“The Worthing Saga” by Orson Scott Card

There is nothing so stupid or dangerous that people won’t eagerly do it, if by doing it they will make others believe they are better or stronger or more honorable.

Any dog can do that. Are you a dog? You’re not a human being until you value something more than the life of your body. And the greater the thing you live and die for, the greater you are.

The only people awake long enough to accomplish anything were the second-rate minds. Almost every nation does that to themselves, given enough time. They make their great minds so secure, they bog them down so much with being honored and famous, that they never accomplish anything in their lives. I was not a genius. I was merely clever and awake.

“You had no choice.”

“No, but you’d be amazed at how often people who have no choice act as if they had one, and lose everything because they could not bear to do what had to be done.”
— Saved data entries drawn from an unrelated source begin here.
Issue #1269, opened 2017-01-11
Add support for setting console size for runc exec -d -tty -console-socket ... 


teddyking:
Hi,

We'd like to be able to configure an initial console size when running a `runc exec -d -tty -console-socket /path/to/socket.sock ...`. We've started work on a possible PR to add this functionality but I wanted to open this up for discussion/feedback.

Our current thoughts are to add a `setConsoleSize` func just after opening up `/dev/ptmx` [here](https://github.com/opencontainers/runc/blob/eedebb8c40ca598ed45f4ea023c1f1f43d442189/libcontainer/console_linux.go#L12-L31). The values for the height/width would be defined by `consoleSize` in the process.json and passed down via initConfig.

Does this sound reasonable? We've been testing this out today and it seems to do what we want.

For context, we're looking to pull in the latest version of runc (incl. the new console work), but the changes are causing flakey behaviour in our tests. Being able to define the initial size for the console will help to alleviate this.

Thanks!
Ed & Petar

mrunalp:
I think that sounds reasonable. Could you open a PR for that?

teddyking:
Great thanks - we've opened up PR #1275 so I'll close this one off.

PR #1275, opened 2017-01-16
Set initial console size based on process spec

williammartin:
Signed-off-by: Petar Petrov <pppepito86@gmail.com>

This commit hopefully resolves issue #1269, setting the initial console size for TTYs based on the ConsoleSize properties in the process spec.

Two thoughts about this PR that would be good to get feedback on: Firstly, the height and width are passed through as separate primitives and turned into a `term.WinSize` right before use. We weren't sure of the pros and cons of this approach vs the `term` package all the way up the stack, or the runtime-spec `Box` or even whether we should define another process config struct.

Secondly, the bats test would ideally read the master fd from the `$CONSOLE_SOCKET` and read output directly from a `runc exec` invocation calling `stty -a` but there seems to be no convention for doing this and working around the existing `recvtty` infrastructure to allow these kind of tests seemed like a fairly sizable change, that might be best as its own PR.

### DIFF
--- a/libcontainer/process.go
+++ b/libcontainer/process.go
@@ -47,6 +47,10 @@ type Process struct {
 	// ExtraFiles specifies additional open files to be inherited by the container
 	ExtraFiles []*os.File
 
+	// Initial sizings for the console
+	ConsoleWidth  uint16
+	ConsoleHeight uint16
+
 	// Capabilities specify the capabilities to keep when executing the process inside the container
 	// All capabilities not specified will be dropped from the processes capability mask
 	Capabilities *configs.Capabilities
--- a/tests/integration/tty.bats
+++ b/tests/integration/tty.bats
@@ -116,3 +116,60 @@ function teardown() {
 	[[ ${lines[0]} =~ 1000 ]]
 	[[ ${lines[1]} =~ 5 ]]
 }
+
+@test "runc exec [tty consolesize]" {
+	# allow writing to filesystem
+	sed -i 's/"readonly": true/"readonly": false/' config.json
+
+	# run busybox detached
+	runc run -d --console-socket $CONSOLE_SOCKET test_busybox
+	[ "$status" -eq 0 ]
+
+	# make sure we're running
+	testcontainer test_busybox running
+
+	tty_info_with_consize_size=$( cat <<EOF
+{
+    "terminal": true,
+    "consoleSize": {
+	    "height": 10,
+	    "width": 110
+    },
+    "args": [
+	    "/bin/sh",
+	    "-c",
+	    "/bin/stty -a > /tmp/tty-info"
+    ],
+    "cwd": "/"
+}
+EOF
+	)
+
+	# run the exec
+	runc exec --pid-file pid.txt -d --console-socket $CONSOLE_SOCKET -p <( echo $tty_info_with_consize_size ) test_busybox
+	[ "$status" -eq 0 ]
+
+	# check the pid was generated
+	[ -e pid.txt ]
+
+	#wait user process to finish
+	timeout 1 tail --pid=$(head -n 1 pid.txt) -f /dev/null
+
+	tty_info=$( cat <<EOF
+{
+    "args": [
+	"/bin/cat",
+	"/tmp/tty-info"
+    ],
+    "cwd": "/"
+}
+EOF
+	)
+
+	# run the exec
+	runc exec -p <( echo $tty_info ) test_busybox
+	[ "$status" -eq 0 ]
+
+	# test tty width and height against original process.json
+	[[ ${lines[0]} =~ "rows 10; columns 110" ]]
+}
--- a/utils_linux.go
+++ b/utils_linux.go
@@ -108,6 +108,12 @@ func newProcess(p specs.Process) (*libcontainer.Process, error) {
 		NoNewPrivileges: &p.NoNewPrivileges,
 		AppArmorProfile: p.ApparmorProfile,
 	}
+
+	if p.ConsoleSize != nil {
+		lp.ConsoleWidth = uint16(p.ConsoleSize.Width)
+		lp.ConsoleHeight = uint16(p.ConsoleSize.Height)
+	}
+
 	if p.Capabilities != nil {
 		lp.Capabilities = &configs.Capabilities{}
 		lp.Capabilities.Bounding = p.Capabilities.Bounding
--- a/libcontainer/container_linux.go
+++ b/libcontainer/container_linux.go
@@ -522,6 +522,8 @@ func (c *linuxContainer) newInitConfig(process *Process) *initConfig {
 		cfg.Rlimits = process.Rlimits
 	}
 	cfg.CreateConsole = process.ConsoleSocket != nil
+	cfg.ConsoleWidth = process.ConsoleWidth
+	cfg.ConsoleHeight = process.ConsoleHeight
 	return cfg
 }
 
--- a/libcontainer/init_linux.go
+++ b/libcontainer/init_linux.go
@@ -62,6 +62,8 @@ type initConfig struct {
 	ContainerId      string                `json:"containerid"`
 	Rlimits          []configs.Rlimit      `json:"rlimits"`
 	CreateConsole    bool                  `json:"create_console"`
+	ConsoleWidth     uint16                `json:"console_width"`
+	ConsoleHeight    uint16                `json:"console_height"`
 	Rootless         bool                  `json:"rootless"`
 }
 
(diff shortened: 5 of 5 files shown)


williammartin:
Looks like the build failed with some bad packaging. Can't see how this is anything to do with us - is it possible to kick off again?

cyphar:
I've re-kicked off the CI and the tests now pass.

utils_linux.go
```diff
@@ -81,6 +81,8 @@ func newProcess(p specs.Process) (*libcontainer.Process, error) {
 		Label:           p.SelinuxLabel,
 		NoNewPrivileges: &p.NoNewPrivileges,
 		AppArmorProfile: p.ApparmorProfile,
+		ConsoleWidth:    uint16(p.ConsoleSize.Width),
+		ConsoleHeight:   uint16(p.ConsoleSize.Height),
```
justincormack: This will silently take the lowest 16 bits of the specified value, which could be confusing. I think it is better to pass and store as `int` everywhere and error on console creation if it is too big (in future other platforms could have different limits).

libcontainer/console_linux.go
```diff
@@ -5,18 +5,23 @@ import (
 	"os"
 	"syscall"
 	"unsafe"
+
+	"github.com/docker/docker/pkg/term"
```
justincormack: I think there is a requirement to not depend on `docker/docker` to avoid circular dependencies. May be betetr to copy the one function into this repo.

utils_linux.go
williammartin: Yeh this seems reasonable. Have updated the PR - let me know if you think this is an appropriate solution. Thanks.

libcontainer/console_linux.go
williammartin: Yeh we wondered about this but thought we saw it elsewhere (maybe some legacy that was needing to be removed, or just a mistake). Have just done a little copying and refactoring in the updated PR.

williammartin:
The build failed because of the flake fixed by: https://github.com/opencontainers/runc/pull/1237

```
container_linux.go:247: starting container process caused "process_linux.go:272: running exec setns process for init caused \"exit status 26\""
```

Can someone kick off again please.

caniszczyk:
cc: @crosbymichael since it's on janky

cyphar:
For future reference, anyone inside the `#docker-maintainers` channel can restart the Janky jobs using the message `!rebuild runc#<pr number>`.

crosbymichael:
@williammartin just wondering, why do you have to do a resize at this point in time?  Why can't you resize after receiving the master pty?

williammartin:
@crosbymichael Just to be clear on your question, when you say "receiving the master pty", you mean when the caller of runc receives it, rather than when `runc exec` gets it from `runc init`?

crosbymichael:
When the caller of runc gets it

williammartin:
Well, it's intuitive that if this is specified in the runtime-spec, that the runtime should apply it before the process starts. More importantly, software that expects particular tty sizings should expect it to be set.

I'm wondering if part of the pain here is because `exec` doesn't have a `create/start` split i.e. right now the process might be finished by the time I receive the master pty. I'd need some way to let `runc` know "ok, I've set the tty size, carry on", which feels less intuitive and more complicated than this PR.

crosbymichael:
Well if your issue is with exec that is kinda a separate problem because consoles don't work at all right now because its too fast.

 See https://github.com/opencontainers/runc/issues/1302

williammartin:
While it's true that the console stuff is currently broken, it still seems intuitive that the runtime should set the specification for a caller before the process starts. Do you have some other thoughts on solving that?

crosbymichael:
Yes I agree that it should be set before the process starts.  I think it would be better to solve this how I want to fix the race for the exec case, if we can block until we receive the pty master, resize it, then close that connection causing runc to start the process I think that is a better flow than having to provide console sizes through runc.

craigfurman:
@crosbymichael now that #1302 is resolved, do you have any thoughts on this?

craigfurman:
This PR is a little smaller after our most recent rebase now that runc uses a pty library. Does this change anything?

Craig & @jszroberto

utils_linux.go
```diff
@@ -98,6 +98,13 @@ func getDefaultImagePath(context *cli.Context) string {
 // newProcess returns a new libcontainer Process with the arguments from the
 // spec and stdio from the current process.
 func newProcess(p specs.Process) (*libcontainer.Process, error) {
+	consoleWidth := uint(0)
+	consoleHeight := uint(0)
+	if p.ConsoleSize != nil {
+		consoleWidth = p.ConsoleSize.Width
+		consoleHeight = p.ConsoleSize.Height
+	}
```
cyphar: The defaults of `0` don't make sense given that you unconditionally set the console size when creating it. I don't know what the kernel will do when you tell it to resize a console to 0x0, but from [my quick reading](http://elixir.free-electrons.com/linux/v4.13.4/source/drivers/tty/tty_io.c#L2092) I expect that it isn't a no-op.

cyphar: The defaults of `0` don't make sense given that you unconditionally set the console size when creating it. I don't know what the kernel will do when you tell it to resize a console to 0x0, but from [my quick reading](http://elixir.free-electrons.com/linux/v4.13.4/source/drivers/tty/tty_io.c#L2092) I expect that it isn't a no-op.

libcontainer/process.go
```diff
@@ -47,6 +47,10 @@ type Process struct {
 	// ExtraFiles specifies additional open files to be inherited by the container
 	ExtraFiles []*os.File
 
+	// Initial sizings for the console
+	ConsoleWidth  uint
+	ConsoleHeight uint
```
cyphar: Since we have to use `uint16` in the `Resize` why not just make these `uint16` in the first place?

tests/integration/tty.bats
```diff
@@ -116,3 +116,67 @@ function teardown() {
...
+
+	# run busybox detached
+	runc run -d --console-socket $CONSOLE_SOCKET test_busybox
+	[ "$status" -eq 0 ]
+
+	# check state
+	wait_for_container 15 1 test_busybox
+
+	# make sure we're running
+	testcontainer test_busybox running
```
cyphar: I believe we've stopped using this pattern in tests (`wait_for_container` and `testcontainer`), but I might be mistaken.

tests/integration/tty.bats
```diff
@@ -116,3 +116,67 @@ function teardown() {
...
+{
+	"terminal": true,
+	"consoleSize": {
+		"height": 10,
+		"width": 110
+	},
+	"args": [
+		"/bin/sh",
+		"-c",
+		"/bin/stty -a > $BATS_TMPDIR/tty-info"
```
cyphar: `$BATS_TMPDIR` is on the host not in the container. Since it's generally `/tmp` this won't cause obvious issues, but just use `/tmp` inside the container.

tests/integration/tty.bats
```diff
@@ -116,3 +116,67 @@ function teardown() {
...
+
+	#wait user process to finish
+	timeout 1 tail --pid=$(head -n 1 pid.txt) -f /dev/null
+
+# write a process.json that echoes the tty file info
+cat <<EOF >> $BATS_TMPDIR/read-tty-info.json
+{
+	"args": [
+	    "/bin/cat",
+	    "$BATS_TMPDIR/tty-info"
```
cyphar: Same here.

tests/integration/tty.bats
```diff
@@ -116,3 +116,67 @@ function teardown() {
...
+	# run the exec
+	runc exec -p $BATS_TMPDIR/read-tty-info.json test_busybox
+	[ "$status" -eq 0 ]
+
+	# test tty width and height against original process.json
+	[[ ${lines[0]} =~ "rows 10; columns 110" ]]
+
+	# clean process.jsons
+	rm $BATS_TMPDIR/write-tty-info.json
+	rm $BATS_TMPDIR/read-tty-info.json
```
cyphar: Also you could use process substitution to remove the need for temporary files, but that's not really a big issue.

BooleanCat:
@crosbymichael We have made the suggested changes above, let us know what you think.

Tom and @jszroberto

cyphar:
LGTM. Thanks all.

[Approved with PullApprove](https://pullapprove.com/opencontainers/runc/pull-request/1275/?utm_source=github-pr&utm_medium=comment-badge&utm_campaign=opencontainers/runc)

williammartin:
Thanks all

That is civilization, to bear pain for the sake of joy. Hoom grew up before I. He found out that if you try to eliminate the pain from your life, you destroy all hope of pleasure, too. They come from the same place. Kill one, you’ve killed all.
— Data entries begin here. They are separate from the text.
PR #1048, opened 2016-09-15
Use same state object for state and list

crosbymichael:
Signed-off-by: Michael Crosby <crosbymichael@gmail.com>

PR #1277, opened 2017-01-17
Update state JSON encoding fields to match spec

ijc25:
In #1048 the `cState` struct was consolidated into the `containerState`
struct which inadvertently changed the `bundlePath` and `rootfsPath`
fields in the JSON to `bundle` and `rootfs` respectively.

https://github.com/opencontainers/runtime-spec/blob/master/runtime.md#state
requires that the bundle path field be named `bundlePath` so reinstate
that name.

The specification does not cover the rootfs field name, but revert it
too for consistency.

/cc @crosbymichael

### DIFF
--- a/list.go
+++ b/list.go
@@ -31,9 +31,9 @@ type containerState struct {
 	// Status is the current status of the container, running, paused, ...
 	Status string `json:"status"`
 	// Bundle is the path on the filesystem to the bundle
-	Bundle string `json:"bundle"`
+	Bundle string `json:"bundlePath"`
 	// Rootfs is a path to a directory containing the container's root filesystem.
-	Rootfs string `json:"rootfs"`
+	Rootfs string `json:"rootfsPath"`
 	// Created is the unix timestamp for the creation time of the container in UTC
 	Created time.Time `json:"created"`
 	// Annotations is the user defined annotations added to the config.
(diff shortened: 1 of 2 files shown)


hqhq:
CI failed.

WeiZhang555:
I was also planning to do this but got no time, my idea is 

```
type containerState struct {
    specs.State

    Created time.Time `json:"created"`
}
```

my idea is we should *Reuse* `specs.State` and *Remove* `Rootfs`, because you can actually get rootfs path from `bundle/config.json`.

What do you think?

ijc25:
@hqhq hqhq `make test` failed for me locally both before and after my change so I missed the new error I introduced. Sorry, I should really have debugged the baseline failure first so I could have spotted the new problem.

@WeiZhang555 well, it sounds sensible to me, but I'm pretty new to this codebase/project...

ijc25:
While debugging the CI failure I realised that this also changes the output of `runc list --format json`. I'm unsure if that is desirable or not.

WeiZhang555:
@ijc25 Well, it will break the backward compatibility without doubt, but I think we'd better do it whatever, but it didn't follow the spec, it will diverge further with spec if we don't do it now.

crosbymichael:
I think i'd rather change the spec to `bundle` because the path part is just redundant

crosbymichael:
We updated the spec to just have `bundle` so we don't have to make this change and removes the backwards compat concerns.  

Thanks for the PR.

But if there were no pain, if there were no fear, then what does it matter that we live together, that our lives touch? If our actions have no consequences, if nothing can be bad, then we might as well die, all of us, because we are just machines, contented machines, well oiled and running smoothly with no need to think, nothing to value, because there are no problems to solve and nothing we can lose. You love Hoom because of what he did in the face of pain. And because you love him, you have become him, in part, and others, knowing you, will also become him, in part. It’s how we stay alive in the world, is in the people who become us when we’re gone.

And they looked into their own hearts, and saw what memories had endured through all the ages of time, and they were memories of struggle and accomplishment, sacrifices – these had lasted, while the simple contentment had not. They saw that this was what had made them good, even in their own eyes; and because they had left the rest of man no evils to overcome, they had robbed them of the hope of greatness, of the possibility of joy.